Dietary fat found in animals and plants contain macronutrients that are a source of energy for the body. Some dietary fat may contribute to type 2 diabetes or cardiovascular disease, as well as cancer and obesity.
There are two primary types of potentially harmful fats for human consumption. Trans fat and saturated fat are usually solid fats; fat from beef, butter, pork, stick margarine, and shortening. Trans fat occurs in small amounts in some foods. A food processing method called partial hydrogenation creates trans fat from oils.
Animals like poultry with skin, lamb, and red meat, as well as pizza, whole or 2 percent milk and dairy products, ice cream, and cheese are principal sources of saturated fat. Additionally, saturated fat is in fried foods and baked goods. This type of fat has the tendency to raise low-density lipoprotein (LDL) cholesterol levels, as well as total blood cholesterol levels, which increases the risk of type 2 diabetes and cardiovascular disease.
How much saturated fat is too much?
The American Heart Association recommends that less than seven percent of a person’s daily calories should have saturated fat. For instance, if a person consumes 2,000 calories on a given day, 140 or less of the calories should come from saturated fats. That comes out to close to 16 grams of saturated fat per day.
Eliminating all saturated fat from a diet is not recommended. Too much full-fat dairy products and red meat in a diet can be detrimental to a person’s health; however, they can be replaced with olive oil, salmon, avocados, seeds, and peanuts, which are actually great sources of saturated fats. Moderation is the key.
Saturated fat, genes, and obesity
Researchers are aware that there is an interaction between dietary fat and genes, which affect a person’s BMI. The recent study at Tufts University found that after they analyzed the genes linked with the risk of obesity of the research subjects, they hypothesized that the subject’s who were most likely to be obese based on their genes were more susceptible to having more saturated fat in their diets. The total fat intake for research subjects related to a higher BMI and people with the highest BMIs ate the most saturated fats.
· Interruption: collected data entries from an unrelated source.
PR #263, opened 2020-06-13
Option to suppress group/gshadow inconsistencies

### LINKED ISSUE #261: grpck: questionable warning
Hi,

I have an intention to set up a system as follows:

* User `me` should not have `test-sg` in his list of auxiliary groups when logging in
* User `me` should be able to explicitly assume this group when needed, using `sg`, without password

This intention is satisfied by making `me` a member of `test-sg` in `/etc/gshadow`, but not in `/etc/group`. Even more, such group transitions are properly logged in `auth.log`.

The only problem is that this (valid) setup triggers a warning from grpck:

    'me' is a member of the 'test-sg' group in /etc/gshadow but not in /etc/group

As explained above, this is a setup that has a 100% valid use case. So please make this check optional, or completely remove it.

Note: in this issue, I express no firm opinion regarding the opposite warning. Let's assume it is still valid, until someone proves otherwise.

edneville:
'gshadow' man page suggests that "You should use the same list of users
as in /etc/group", but not must.

Closes #261

### DIFF
--- a/man/grpck.8.xml
+++ b/man/grpck.8.xml
@@ -34,7 +34,6 @@
 <!-- SHADOW-CONFIG-HERE -->
 ]>
 <refentry id='grpck.8'>
-  <!-- $Id$ -->
   <refentryinfo>
     <author>
       <firstname>Julianne Frances</firstname>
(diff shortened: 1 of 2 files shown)


hallyn:
@edneville I will change the option name later today and merge, unless you reply to say you want to do it.

edneville:
On 2020-08-11 09:48-0700, Serge Hallyn wrote:
> @edneville I will change the option name later today and merge, unless
> you reply to say you want to do it.

More than happy for you to update at merge time to avoid some 
back-and-forth :-)

Ed

PR #267, opened 2020-07-12
chage: Prevent signed integer overflows.

stoeckmann:
This is merely a stability fix, not a security fix.

As the root user, it is possible to set time values which later on
result in signed integer overflows.

For this to work, an sgetspent implementation must be used which
supports long values (glibc on amd64 only parses 32 bit, not 64).
Either use musl or simply call configure with following environment
variable:

$ ac_cv_func_sgetspent=no ./configure

Also it is recommended to compile with -fsanitize=undefined or
-ftrapv to see these issues easily.

Examples to trigger issues when calling "chage -l user":

$ chage -d 9223372036854775807 user

$ chage -d 106751991167300 user
$ chage -M 9999 user

$ chage -d 90000000000000 user
$ chage -I 90000000000000 user
$ chage -M 9999 user

$ chage -E 9223372036854775807 user

While at it, I fixed casting issues which could lead to signed integer
overflows on systems which still have a 32 bit time_t.

### DIFF
--- a/src/chage.c
+++ b/src/chage.c
@@ -203,10 +203,10 @@ static int new_fields (void)
 		return 0;
 	}
 
-	if (-1 == lstchgdate) {
+	if (-1 == lstchgdate || lstchgdate > LONG_MAX / SCALE) {
 		strcpy (buf, "-1");
 	} else {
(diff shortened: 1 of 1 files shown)


hallyn:
Thank you.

Some researchers suggest saturated fats may interfere with a person’s brain activity that satisfies their hunger and lets them feel like they are full after eating food. However, more research is necessary in order to personalize diets for people predisposed to obesity. In order to do this, researchers need to determine whether genetics can help to identify people who are more susceptible to this complex disorder.